PROSPECT fornisce ai medici argomenti a favore e contro l’uso di vari interventi nel dolore postoperatorio sulla base di prove pubblicate e opinioni di esperti. I medici devono formulare giudizi basati sulle circostanze cliniche e sulle normative locali. È necessario consultare sempre le informazioni locali relative alla prescrizione dei farmaci citati.

La toracotomia aperta rimane una procedura comune nonostante il crescente uso della chirurgia toracoscopica video-assistita ed è considerata uno degli interventi chirurgici più dolorosi (Gonzalez 2021; Mehta 2023). Il dolore postoperatorio grave non solo influisce sul recupero immediato, ma è anche associato a complicanze polmonari postoperatorie (Makkad 2023). Inoltre, un controllo inadeguato del dolore postoperatorio aumenta il rischio di dolore cronico post-toracotomia (Makkad 2023). Pertanto, un’analgesia tempestiva ed efficace è essenziale per ottimizzare la riabilitazione postoperatoria e ridurre la morbilità a lungo termine.

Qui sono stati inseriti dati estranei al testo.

PR #1772, opened 2026-08-06
[MS-1418] Replace WorkManager location collection with in-process coroutine

meladRaouf:
skip it and focus on writing the PR description instead.

[MS-1418](https://simprints.atlassian.net/browse/MS-1418)

### Notable changes

* Replaced the WorkManager-based location collection with a lightweight in-process coroutine implementation.
* Added logging around the lifecycle of location collection (`Started` / `Saved ... (took Xms)` / `Finished` / `Stopped`) to make it easier to trace timing and diagnose issues in Crashlytics.
* Tested manually and confirmed the timing is nearly identical between the WorkManager-based approach and the new implementation.

### Testing guidance

* Start any flow and confirm the user's location is still saved into the session (check session location fields / logs tagged `CollectLocationUseCase`).
* Verify cancelling setup early (before location resolves) doesn't crash and logs `Stopped collecting location`.

### Additional work checklist

[MS-1418]: https://simprints.atlassian.net/browse/MS-1418?atlOrigin=eyJpIjoiNWRkNTljNzYxNjVmNDY3MDlhMDU5Y2ZhYzA5YTRkZjUiLCJwIjoiZ2l0aHViLWNvbS1KU1cifQ


luhmirin-s:
> Tested manually and confirmed the timing is nearly identical between the WorkManager-based approach and the new implementation.

If the timing is nearly identical, is there any good reason to change how it works already?

feature/setup/src/main/java/com/simprints/feature/setup/location/LocationStoreImpl.kt
```diff
@@ -0,0 +1,23 @@
...
+import javax.inject.Inject
+import javax.inject.Singleton
+
+@Singleton
+internal class LocationStoreImpl @Inject constructor(
+    private val collectLocation: CollectLocationUseCase,
+) : LocationStore {
+    private var collectionJob: Job? = null
+
+    override fun collectLocationInBackground() {
```
luhmirin-s, line 21: I think the whole point was to do the collection coroutine in the context/scope of the caller to get the benefit of structured concurrency and avoid tracking this job manually.

meladRaouf: My  Idea  was that the collectLocationInBackground gets started in the setup fragment and gets canceled from the orchestrator. That is why I needed ahigher context than the caller so I used AppScope. 
 I implemented it in a nicer way now in LocationStoreImpl

meladRaouf:
> > Tested manually and confirmed the timing is nearly identical between the WorkManager-based approach and the new implementation.
> 
> If the timing is nearly identical, is there any good reason to change how it works already?

There is definitely some overhead involved in creating and cancelling the WorkManager, but it’s not noticeable in practice.

feature/setup/src/main/java/com/simprints/feature/setup/location/LocationStoreImpl.kt
BurningAXE: I think the expected result is for location collection to run as long as the session is active. If we switch it to cancel as soon as Setup is done, that's a behaviour change and likely a negative one.

meladRaouf: @BurningAXE The cancellation is happening as before, at the end of the orchestration fragment rather than during the setup.

luhmirin-s: @BurningAXE technically, it would be until location is received or session interrupted. This implementation seems to be slightly simpler to understand, although I am surprised that the time benefits are negligible.

feature/setup/src/main/java/com/simprints/feature/setup/location/CollectLocationUseCase.kt
```diff
@@ -0,0 +1,48 @@
...
+     * track and cancel a [kotlinx.coroutines.Job] manually.
+     */
+    suspend operator fun invoke() {
+        val requestStartTimeMs = System.currentTimeMillis()
+        Simber.i("Started collecting location", tag = TAG)
+        try {
+            locationManager
+                .requestLocation()
+                .filterNotNull()
+                .collect { location -> runCatching { saveUserLocation(location, requestStartTimeMs) } }
```
luhmirin-s: Wouldn't the `runCatching()` wrap and hide the cancellation exception, or any other error? Which means that the outer try-catch is useless.

feature/setup/src/main/java/com/simprints/feature/setup/location/LocationStoreImpl.kt
BurningAXE: I was commenting on the suggestion to use the scope of the caller which is the Setup VM. Would have been easier if we had a dedicated session scope. (We do have SessionCoroutineScope but that one is strictly reserved for events and I don't think this single use case merits creating a new one)

luhmirin-s (approved):

feature/setup/src/main/java/com/simprints/feature/setup/location/CollectLocationUseCase.kt
meladRaouf: I replaced it with an explicit try/catch that rethrows  CancellationException.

Questa revisione (Lemoine 2026) mirava a valutare la letteratura attuale e ad aggiornare le precedenti raccomandazioni PROSPECT per una gestione ottimale del dolore dopo toracotomia aperta. Le prime raccomandazioni PROSPECT sulla gestione del dolore dopo toracotomia aperta sono state rese disponibili online nel 2004 (successivamente pubblicate: Joshi 2008) e aggiornate online nel 2015 (Thoracotomy 2015 summary recommendations).

L’attuale revisione sistematica e la formulazione delle raccomandazioni sono state effettuate utilizzando la metodologia unica PROSPECT, disponibile all’indirizzo https://esraeurope.org/prospect-methodology/. Questa metodologia è stata pubblicata per la prima volta in Joshi 2019 e aggiornata in Joshi 2023. Le banche dati bibliografiche (Embase, Medline, PubMed e Cochrane) sono state consultate da gennaio 2015 ad aprile 2024 per identificare studi randomizzati controllati, revisioni sistematiche e meta-analisi (in inglese) che hanno esaminato interventi farmacologici, non farmacologici o chirurgici e valutato i punteggi del dolore postoperatorio. 100 studi hanno soddisfatto i criteri di inclusione. Le raccomandazioni PROSPECT si basavano sull’interpretazione delle prove, tenendo conto dell’attuale rilevanza clinica degli interventi studiati e del loro profilo rischio/beneficio, dell’uso del trattamento del dolore al basale e del contesto specifico della procedura. Questa revisione è registrata su PROSPERO: CRD42022309453.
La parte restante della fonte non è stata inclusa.